> **EXERCISE**:
Starting at the line with "PR #485, opened 2021-11-09" and going on through the line with "The parameters are", reproduce each line in the records below exactly and nothing more.

DATA SECTION below:

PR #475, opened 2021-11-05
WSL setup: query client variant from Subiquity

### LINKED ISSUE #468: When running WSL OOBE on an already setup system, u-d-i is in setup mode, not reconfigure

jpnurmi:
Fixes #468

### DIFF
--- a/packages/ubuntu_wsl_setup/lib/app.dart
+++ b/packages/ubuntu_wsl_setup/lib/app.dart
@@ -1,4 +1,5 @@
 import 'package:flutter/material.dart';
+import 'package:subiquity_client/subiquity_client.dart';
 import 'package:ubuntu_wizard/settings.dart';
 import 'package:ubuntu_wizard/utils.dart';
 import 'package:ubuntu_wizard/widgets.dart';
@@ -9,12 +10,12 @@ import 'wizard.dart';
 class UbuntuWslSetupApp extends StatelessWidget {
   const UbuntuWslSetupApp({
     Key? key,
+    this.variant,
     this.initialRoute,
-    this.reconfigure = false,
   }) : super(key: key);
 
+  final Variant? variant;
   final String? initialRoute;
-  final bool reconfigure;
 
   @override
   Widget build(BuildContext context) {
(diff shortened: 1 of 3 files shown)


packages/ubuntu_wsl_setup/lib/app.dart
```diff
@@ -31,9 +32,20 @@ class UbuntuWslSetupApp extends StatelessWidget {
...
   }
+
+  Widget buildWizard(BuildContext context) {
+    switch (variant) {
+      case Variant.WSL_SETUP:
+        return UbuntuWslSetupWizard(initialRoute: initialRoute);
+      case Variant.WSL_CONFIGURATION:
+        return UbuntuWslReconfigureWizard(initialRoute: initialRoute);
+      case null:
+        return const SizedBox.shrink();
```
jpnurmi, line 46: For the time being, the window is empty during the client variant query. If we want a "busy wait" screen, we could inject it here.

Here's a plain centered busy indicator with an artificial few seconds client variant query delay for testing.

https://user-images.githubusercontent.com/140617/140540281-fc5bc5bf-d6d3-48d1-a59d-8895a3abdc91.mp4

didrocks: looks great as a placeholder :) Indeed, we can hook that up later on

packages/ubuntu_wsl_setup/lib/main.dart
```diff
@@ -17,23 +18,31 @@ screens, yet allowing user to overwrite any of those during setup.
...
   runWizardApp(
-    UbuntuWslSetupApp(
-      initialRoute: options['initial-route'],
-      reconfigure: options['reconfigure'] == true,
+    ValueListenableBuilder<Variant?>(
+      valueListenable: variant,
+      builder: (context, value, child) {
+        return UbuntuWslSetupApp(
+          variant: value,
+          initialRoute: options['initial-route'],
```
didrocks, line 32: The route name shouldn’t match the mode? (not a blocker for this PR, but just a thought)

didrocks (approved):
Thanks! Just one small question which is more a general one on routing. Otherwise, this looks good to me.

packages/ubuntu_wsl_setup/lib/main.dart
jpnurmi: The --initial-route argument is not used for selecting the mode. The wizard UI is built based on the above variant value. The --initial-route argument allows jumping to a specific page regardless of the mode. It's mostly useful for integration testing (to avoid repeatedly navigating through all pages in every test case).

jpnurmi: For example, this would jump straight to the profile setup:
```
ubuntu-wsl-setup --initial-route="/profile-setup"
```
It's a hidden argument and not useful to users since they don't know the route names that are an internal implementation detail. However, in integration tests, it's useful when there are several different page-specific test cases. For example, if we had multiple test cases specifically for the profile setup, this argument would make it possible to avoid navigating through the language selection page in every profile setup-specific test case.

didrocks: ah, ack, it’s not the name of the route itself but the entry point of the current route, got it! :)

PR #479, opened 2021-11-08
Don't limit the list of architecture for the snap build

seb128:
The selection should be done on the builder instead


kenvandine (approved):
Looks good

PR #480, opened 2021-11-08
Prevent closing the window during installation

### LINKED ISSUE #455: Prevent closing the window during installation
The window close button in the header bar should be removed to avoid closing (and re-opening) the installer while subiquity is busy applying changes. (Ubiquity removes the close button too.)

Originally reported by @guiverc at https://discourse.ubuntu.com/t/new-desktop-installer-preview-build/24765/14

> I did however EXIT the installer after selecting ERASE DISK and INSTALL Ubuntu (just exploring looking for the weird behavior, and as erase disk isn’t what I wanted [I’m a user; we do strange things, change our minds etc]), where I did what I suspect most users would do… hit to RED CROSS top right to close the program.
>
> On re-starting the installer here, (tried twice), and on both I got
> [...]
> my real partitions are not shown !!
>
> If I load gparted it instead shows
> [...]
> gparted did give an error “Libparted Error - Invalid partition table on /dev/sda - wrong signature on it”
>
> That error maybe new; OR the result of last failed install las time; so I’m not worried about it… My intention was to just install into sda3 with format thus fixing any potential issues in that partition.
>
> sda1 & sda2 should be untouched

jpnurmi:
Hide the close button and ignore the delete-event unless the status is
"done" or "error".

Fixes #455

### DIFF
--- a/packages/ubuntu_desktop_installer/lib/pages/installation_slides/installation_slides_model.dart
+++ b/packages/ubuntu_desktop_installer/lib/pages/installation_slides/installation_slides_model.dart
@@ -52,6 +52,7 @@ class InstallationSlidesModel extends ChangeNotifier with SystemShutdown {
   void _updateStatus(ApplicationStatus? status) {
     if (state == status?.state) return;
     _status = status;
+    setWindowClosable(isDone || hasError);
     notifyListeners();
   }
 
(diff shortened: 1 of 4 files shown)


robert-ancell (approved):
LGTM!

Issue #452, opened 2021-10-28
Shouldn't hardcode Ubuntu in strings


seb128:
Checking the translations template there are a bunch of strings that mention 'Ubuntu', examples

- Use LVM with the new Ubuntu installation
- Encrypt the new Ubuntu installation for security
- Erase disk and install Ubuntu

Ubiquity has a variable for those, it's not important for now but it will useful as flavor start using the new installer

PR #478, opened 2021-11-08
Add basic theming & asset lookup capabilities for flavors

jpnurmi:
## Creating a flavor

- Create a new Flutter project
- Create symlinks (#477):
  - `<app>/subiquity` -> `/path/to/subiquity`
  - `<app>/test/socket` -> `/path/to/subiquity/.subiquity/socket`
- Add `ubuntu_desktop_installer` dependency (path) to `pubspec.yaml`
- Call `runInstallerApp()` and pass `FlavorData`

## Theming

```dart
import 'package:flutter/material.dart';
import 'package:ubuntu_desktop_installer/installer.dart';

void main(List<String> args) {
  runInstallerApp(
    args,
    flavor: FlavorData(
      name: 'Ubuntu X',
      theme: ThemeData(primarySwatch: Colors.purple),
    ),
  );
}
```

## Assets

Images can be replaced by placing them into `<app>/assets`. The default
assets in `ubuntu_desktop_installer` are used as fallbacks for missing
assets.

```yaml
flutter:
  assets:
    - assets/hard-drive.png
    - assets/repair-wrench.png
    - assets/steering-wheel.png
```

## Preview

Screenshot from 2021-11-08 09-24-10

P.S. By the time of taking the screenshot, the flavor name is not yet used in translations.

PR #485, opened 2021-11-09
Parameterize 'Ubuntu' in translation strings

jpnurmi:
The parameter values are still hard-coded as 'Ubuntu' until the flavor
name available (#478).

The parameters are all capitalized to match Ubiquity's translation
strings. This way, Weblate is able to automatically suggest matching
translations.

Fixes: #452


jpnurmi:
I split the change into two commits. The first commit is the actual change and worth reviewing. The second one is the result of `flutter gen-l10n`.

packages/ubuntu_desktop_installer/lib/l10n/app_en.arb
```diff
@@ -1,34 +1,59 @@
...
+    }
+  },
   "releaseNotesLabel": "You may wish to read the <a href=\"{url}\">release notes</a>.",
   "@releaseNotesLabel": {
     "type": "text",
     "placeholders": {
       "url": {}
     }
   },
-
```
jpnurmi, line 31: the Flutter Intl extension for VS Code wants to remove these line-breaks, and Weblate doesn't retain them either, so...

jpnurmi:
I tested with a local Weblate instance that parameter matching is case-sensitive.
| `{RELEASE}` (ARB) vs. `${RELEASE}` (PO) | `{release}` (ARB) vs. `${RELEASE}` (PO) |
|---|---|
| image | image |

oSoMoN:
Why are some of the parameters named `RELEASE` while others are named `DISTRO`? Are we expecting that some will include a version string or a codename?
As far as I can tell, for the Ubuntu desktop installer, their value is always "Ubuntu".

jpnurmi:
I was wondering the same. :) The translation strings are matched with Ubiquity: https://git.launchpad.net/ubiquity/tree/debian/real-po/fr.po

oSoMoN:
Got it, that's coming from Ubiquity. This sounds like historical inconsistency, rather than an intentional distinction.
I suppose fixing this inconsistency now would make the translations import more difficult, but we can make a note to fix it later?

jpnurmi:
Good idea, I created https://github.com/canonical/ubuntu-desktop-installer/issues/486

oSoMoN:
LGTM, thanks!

End of DATA SECTION.

> **ANSWER FOR THIS EXERCISE**:
PR #485, opened 2021-11-09
Parameterize 'Ubuntu' in translation strings

jpnurmi:
The parameter values are still hard-coded as 'Ubuntu' until the flavor
name available (#478).

The parameters are all capitalized to match Ubiquity's translation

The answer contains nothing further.